Problem details:
All lines holding the string "then" should be copied from the data below.

[Dataset entries]
PR #1043, opened 2020-10-14
Add support for manual attribution update

### LINKED ISSUE #414: Need a field to allow manual attribution for acquired content
The use case:  I grabbed a model from Sketchfab, but edited it myself (Blender, etc.). Now when I add that model to Spoke, it doesn't have automatic attribution so I need a place to enter that info before publishing.

keianhzo:
closes #414 This PR adds support to show/edit attribution information in scene assets, specifically Model, Video, Image and Spawners. What this does right now:
- Update nodes attributions when media is resolved so in all cases where new media is added or updated (asset dropoff, node url update or from media gallery)
- All assets attribution is initially set based in the meta information returned by `resolveMedia` and then updated with the asset file info in case it's available (i.e. GLTF embedded asset info)
- Displays the attribution information in the Publishing dialog, one line per attribution element

It also fixes an issue with adding new source to audio/video nodes that threw an exception in Chrome an the updated element didn't work:
```
Cause:
    Failed to execute 'createMediaElementSource' on 'AudioContext': HTMLMediaElement already connected previously to a different MediaElementSourceNode.
```

We still need to solve the case where we can add per node GLTF attribution information based on https://github.com/KhronosGroup/glTF/blob/master/extensions/2.0/Khronos/KHR_xmp/README.md Right now none of the sources support it but would be useful for exporting GLTF Spoke scenes while keeping all the attribution data. See https://github.com/mozilla/Spoke/issues/1044

### DIFF
--- a/src/api/PublishDialog.js
+++ b/src/api/PublishDialog.js
@@ -107,7 +107,18 @@ export default class PublishDialog extends Component {
         {contentAttributions && (
           <FormField>
             <label>Model Attribution:</label>
-            <p>{contentAttributions.map(a => `${a.name} by ${a.author}\n`)}</p>
+            <ul>
+              {contentAttributions.map(
+                (a, i) =>
+                  a.author &&
+                  a.title && (
+                    <li key={i}>
+                      <b>{`${a.title}`}</b>
+                      {(a.author && ` (by ${a.author})`) || ` (by Unknown)`}
+                    </li>
+                  )
+              )}
+            </ul>
           </FormField>
         )}
       </PreviewDialog>
--- a/src/editor/nodes/ModelNode.js
+++ b/src/editor/nodes/ModelNode.js
@@ -42,7 +42,8 @@ export default class ModelNode extends EditorNodeMixin(Model) {
         // Legacy, might be a raw string left over before switch to JSON.
         if (attribution && typeof attribution === "string") {
           const [name, author] = attribution.split(" by ");
-          node.attribution = { name, author };
+          node.attribution = node.attribution || {};
+          Object.assign(node.attribution, author ? { author: author } : null, name ? { title: name } : null);
         } else {
           node.attribution = attribution;
         }
@@ -115,15 +116,7 @@ export default class ModelNode extends EditorNodeMixin(Model) {
 
     const clonedScene = cloneObject3D(scene);
 
-    const sketchfabExtras = json.asset && json.asset.extras;
-
-    if (sketchfabExtras) {
-      const name = sketchfabExtras.title;
-      const author = sketchfabExtras.author ? sketchfabExtras.author.replace(/ \(http.+\)/, "") : "";
-      const url = sketchfabExtras.source || this._canonicalUrl;
-      clonedScene.name = name;
-      this.attribution = { name, author, url };
-    }
+    this.updateAttribution();
 
     return clonedScene;
   }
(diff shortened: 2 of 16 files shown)


src/api/PublishDialog.js
```diff
@@ -107,7 +107,18 @@ export default class PublishDialog extends Component {
         {contentAttributions && (
           <FormField>
             <label>Model Attribution:</label>
-            <p>{contentAttributions.map(a => `${a.name} by ${a.author}\n`)}</p>
+            <ul>
+              {contentAttributions.map(
+                (a, i) =>
+                  a.author &&
```
robertlong, line 113: We check for author down below as well. I think maybe we just want to check for title here?

src/editor/nodes/ModelNode.js
```diff
@@ -115,15 +116,7 @@ export default class ModelNode extends EditorNodeMixin(Model) {
 
     const clonedScene = cloneObject3D(scene);
 
-    const sketchfabExtras = json.asset && json.asset.extras;
-
-    if (sketchfabExtras) {
-      const name = sketchfabExtras.title;
-      const author = sketchfabExtras.author ? sketchfabExtras.author.replace(/ \(http.+\)/, "") : "";
```
robertlong, line 122: We may want to keep this string replacement to remove the author url from the author field. Otherwise you get an attribution that looks like this: 
Screen Shot 2021-01-12 at 4 35 46 PM

src/editor/objects/AudioSource.js
```diff
@@ -231,8 +231,12 @@ export default class AudioSource extends Object3D {
 
   async load(src) {
     await this.loadMedia(src);
-    this.audioSource = this.audioListener.context.createMediaElementSource(this.el);
```
robertlong, line 234: Can we add attributions to AudioNodes as well?

src/editor/nodes/SceneNode.js
```diff
@@ -637,7 +637,7 @@ export default class SceneNode extends EditorNodeMixin(Scene) {
       if (!attribution) return;
 
       if (attribution) {
-        const attributionKey = attribution.url || `${attribution.name}_${attribution.author}`;
```
robertlong, line 640: `getContentAttributions` is only gathering attributions for the `Model` nodes in the scene. We should check the `attribution` property instead of an explicit node type to see if it should be included.

robertlong (commented):
So sorry this took so long for me to review. There's a few changes to be made, but this is looking excellent!

src/editor/objects/AudioSource.js
keianhzo: This is actually unrelated to the attribution feature, it's related to what I mention in the PR notes: 

> It also fixes an issue with adding new source to audio/video nodes that threw an exception in Chrome an the updated element didn't work:
> 
> Cause:
>     Failed to execute 'createMediaElementSource' on 'AudioContext': HTMLMediaElement already connected previously 

But yep, I should have split that in another PR...

src/editor/nodes/ModelNode.js
keianhzo: Fixed

src/editor/nodes/SceneNode.js
keianhzo: Oops, missed that. Fixed.

src/api/PublishDialog.js
keianhzo: As long as we want to so attribution id just one is present. Don't know if it makes sense to show only the title without knowing the author or just the author without knowing to which asset is referring to.

keianhzo:
@robertlong Thanks for the review. I've fixed most of it. Still have doubts about the author/title check.

robertlong:
Looks good, excited to get it out there!

Issue #1045, opened 2020-10-14
Browser tab title shows scene name when back in Projects


j-conrad:
**Description:**
After editing a scene, returning 'Back to Projects' still shows the previously edited scene name in the browser tab title. This occurs in Firefox and Edge, although I'm guessing it would occur in any browser.

**Steps:**

1. Go to hubs.mozilla.com/spoke
2. Create a new scene or edit an existing one (note the name)
3. Save, then go to hamburger menu-->Back to Projects
4. Result: The browser tab still displays the name of that scene
![image](https://user-images.githubusercontent.com/31968496/96046475-67ed0780-0e28-11eb-81e0-020a578aa6c5.png)

**Details:**
OS: Windows 10
Browser: Firefox, Edge, maybe others

ThamiMemel:
I would like to work on this issue.

ThamiMemel:
I think this is caused by this HelmetJS code since there is no way to undo it right now.
https://github.com/mozilla/Spoke/blob/d787463ce4c778b4081a4f5c909e4e80463add29/src/ui/EditorContainer.js#L939-L942
I'm not sure this is the best approach to it, but this can be fixed by restoring the title in componentDidMount.
I'll send a PR with the change, please let me know if there is a better approach to this.

Softvision-GeluHaiduc:
I have verified this issue using Firefox and Chrome on Windows 10.
Now, the browser tab title shows the correct title name when back in projects.

PR #1047, opened 2020-10-23
Fix/title not changing

Yrkan:
Fixes: #1045
Added `document.title = configs.longName();` in` src/ui/projects/ProjectsPage.js`, this resets the page title when the user clicks back to projects (or returns to previous page).
Not sure it's the best approach for this issue.


robertlong:
Yeah, I think this approach is fine. Thanks for doing this @Yrkan :+1:

PR #1058, opened 2020-12-05
Allow toggling floating on objects from spawners

netpro2k:
Add the "Spawned object is floaty" option to object spawners. The default remains `true` which means objects are "floaty". Toggling it off will have the spawned object behave as if the "drop" button has been pressed. This is useful for things that are intended to be thrown like ping pong balls.


robertlong (approved):
LGTM, gave feedback in Discord on some naming, but otherwise looks great :+1:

Finished task:
- All assets attribution is initially set based in the meta information returned by `resolveMedia` and then updated with the asset file info in case it's available (i.e. GLTF embedded asset info)
3. Save, then go to hamburger menu-->Back to Projects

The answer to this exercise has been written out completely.